The Anglican Church of Canada is marking the 22 days between the Truth and Reconciliation Commission's (TRC) final national gathering (May 31) and National Aboriginal Day (June 22) with the "22 Days" project, which will see it promote the stories of 22 people who were affected by the residential school policy.
As many as 150,000 First Nations, Inuit and Metis children are estimated to have attended residential schools; the TRC has said the number of children who died in the schools might never be known for certain. The TRC has documented 2,434 student deaths between 1867 and 1940.
In explaining the project, the Anglican church said it played a role in running 36 residential schools for Indigenous students before it withdrew in 1969.
"Though individual participants may have had nobler intentions, the underlying colonial aim was the destruction of Indigenous cultures and the assimilation of children into Euro-Canadian Society," the project's website reads. "In pursuit of this goal, we tore apart families and communities, and drove students and their parents, siblings and children into dysfunction and addiction.
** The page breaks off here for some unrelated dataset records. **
PR #3822, opened 2025-03-03
Provide `HotkeyState` on Global Shortcut Events 

CryZe:
This state is now provided as an argument to the event handler, such that the user can decide whether to react to the global shortcut being released or not.

### DIFF
--- a/examples/overlay.rs
+++ b/examples/overlay.rs
@@ -6,7 +6,7 @@
 //! We also add a global shortcut to toggle the overlay on and off, so you could build a raycast-type app with this.
 
 use dioxus::desktop::{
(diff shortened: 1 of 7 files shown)


jkelleyrtp:
I feel like the handlers should still be called and the selection is done in user code. Someone might want to handle released events?

CryZe:
That would require public API changes, but I can definitely implement it that way.

CryZe:
This should be ready to be reviewed again. It includes the breaking changes now.

jkelleyrtp (approved):
Thank you! Sorry this sat for so long.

Many students were emotionally, sexually and physically abused."
As part of "22 Days," the Anglican Church will post the stories of survivors and others affected by residential schools on the project's website, with a prayer for the person whose experience is being told.
The first person to have her story told was Gladys Cook, who was interviewed by Anglican Video in 1992. Her account is posted above this story.
But that's not the only way the church is paying respect to Indigenous people.
Churches across the country, like St. John's Anglican Church in Peterborough, Ont., have committed to ringing their bell for 10 minutes every day until June 21 to recognize missing and murdered aboriginal women, writes PTBO Canada.
This comes at the suggestion of Anglican Church of Canada Archbishop Fred Hiltz.
He wrote in a recent Anglican Journal column that churches should consider ringing their bells as an "act of remembrance" for the 1,017 aboriginal women and girls who've been killed, and the 164 who've gone missing since 1980.
"To ring the bells is to pray for their families," he said.
The Anglican Church was party to the Indian Residential Schools Settlement Agreement, which established a TRC in which survivors could tell their stories in an effort to create a historic record of the schools and their legacy.
The TRC issued its summary report on Tuesday, with Justice Murray Sinclair saying that residential schools constituted "cultural genocide."
It also issued 94 recommendations to various levels of government, in areas such as education, health and child welfare.
Though the commission has issued its report, the work of reconciliation is not finished. Two of its recommendations were that the federal government establish an inquiry into missing and murdered aboriginal women, and adopt the UN Declaration on the Rights of Indigenous People.
Prime Minister Stephen Harper has indicated that he won't take either of those actions.